*** Exercise data Section Begins ***

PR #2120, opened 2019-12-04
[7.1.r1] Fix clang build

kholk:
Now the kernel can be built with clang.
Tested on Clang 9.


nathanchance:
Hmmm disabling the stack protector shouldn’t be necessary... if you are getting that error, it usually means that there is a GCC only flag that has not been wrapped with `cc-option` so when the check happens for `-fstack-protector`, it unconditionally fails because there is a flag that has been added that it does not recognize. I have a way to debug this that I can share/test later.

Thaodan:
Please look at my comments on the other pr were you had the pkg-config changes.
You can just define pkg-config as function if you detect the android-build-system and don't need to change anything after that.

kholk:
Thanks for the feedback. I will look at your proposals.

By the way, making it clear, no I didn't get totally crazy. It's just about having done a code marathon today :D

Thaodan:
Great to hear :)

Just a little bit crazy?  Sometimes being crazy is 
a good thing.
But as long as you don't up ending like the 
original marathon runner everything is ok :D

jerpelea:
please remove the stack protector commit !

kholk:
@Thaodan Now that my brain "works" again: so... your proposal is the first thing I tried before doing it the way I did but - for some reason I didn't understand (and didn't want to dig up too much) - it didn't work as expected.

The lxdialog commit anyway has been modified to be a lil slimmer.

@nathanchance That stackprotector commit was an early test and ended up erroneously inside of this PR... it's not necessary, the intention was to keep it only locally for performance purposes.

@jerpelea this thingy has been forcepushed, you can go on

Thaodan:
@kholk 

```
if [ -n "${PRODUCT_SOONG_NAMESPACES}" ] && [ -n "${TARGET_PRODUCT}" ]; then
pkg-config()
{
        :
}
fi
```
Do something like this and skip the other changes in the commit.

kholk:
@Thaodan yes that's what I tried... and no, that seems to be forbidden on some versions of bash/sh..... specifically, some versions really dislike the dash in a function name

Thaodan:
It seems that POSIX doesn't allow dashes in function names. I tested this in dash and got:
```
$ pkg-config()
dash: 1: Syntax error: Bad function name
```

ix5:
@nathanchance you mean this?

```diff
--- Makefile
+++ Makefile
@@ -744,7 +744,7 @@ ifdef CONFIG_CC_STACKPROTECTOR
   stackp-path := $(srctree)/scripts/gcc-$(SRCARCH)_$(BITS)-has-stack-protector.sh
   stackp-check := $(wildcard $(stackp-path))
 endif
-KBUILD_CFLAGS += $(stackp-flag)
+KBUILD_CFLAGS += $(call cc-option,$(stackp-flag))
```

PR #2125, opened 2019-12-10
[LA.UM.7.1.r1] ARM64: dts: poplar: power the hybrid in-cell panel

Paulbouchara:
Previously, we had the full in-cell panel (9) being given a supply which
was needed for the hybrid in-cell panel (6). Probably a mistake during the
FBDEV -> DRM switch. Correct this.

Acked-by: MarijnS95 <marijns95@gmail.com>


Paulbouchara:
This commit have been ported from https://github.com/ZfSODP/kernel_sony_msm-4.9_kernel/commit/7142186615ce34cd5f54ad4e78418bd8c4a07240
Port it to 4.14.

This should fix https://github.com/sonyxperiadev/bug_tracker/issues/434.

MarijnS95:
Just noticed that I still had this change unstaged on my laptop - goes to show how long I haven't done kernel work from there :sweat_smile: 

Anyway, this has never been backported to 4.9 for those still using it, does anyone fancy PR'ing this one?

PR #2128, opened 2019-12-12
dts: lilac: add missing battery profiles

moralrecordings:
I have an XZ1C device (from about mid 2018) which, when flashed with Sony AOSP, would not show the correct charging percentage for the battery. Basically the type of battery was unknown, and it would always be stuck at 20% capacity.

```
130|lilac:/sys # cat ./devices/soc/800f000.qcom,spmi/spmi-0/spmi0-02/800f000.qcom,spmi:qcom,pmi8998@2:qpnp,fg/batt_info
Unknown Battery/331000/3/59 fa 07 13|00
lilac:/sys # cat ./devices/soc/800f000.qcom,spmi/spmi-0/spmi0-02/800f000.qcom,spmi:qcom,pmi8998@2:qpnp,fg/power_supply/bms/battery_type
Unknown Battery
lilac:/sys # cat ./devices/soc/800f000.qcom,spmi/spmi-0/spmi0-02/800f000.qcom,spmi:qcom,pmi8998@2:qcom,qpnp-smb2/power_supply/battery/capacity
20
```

*** Exercise data Section Ends ***

Please go through the data above and copy each line containing the word "https".

This commit have been ported from https://github.com/ZfSODP/kernel_sony_msm-4.9_kernel/commit/7142186615ce34cd5f54ad4e78418bd8c4a07240
This should fix https://github.com/sonyxperiadev/bug_tracker/issues/434.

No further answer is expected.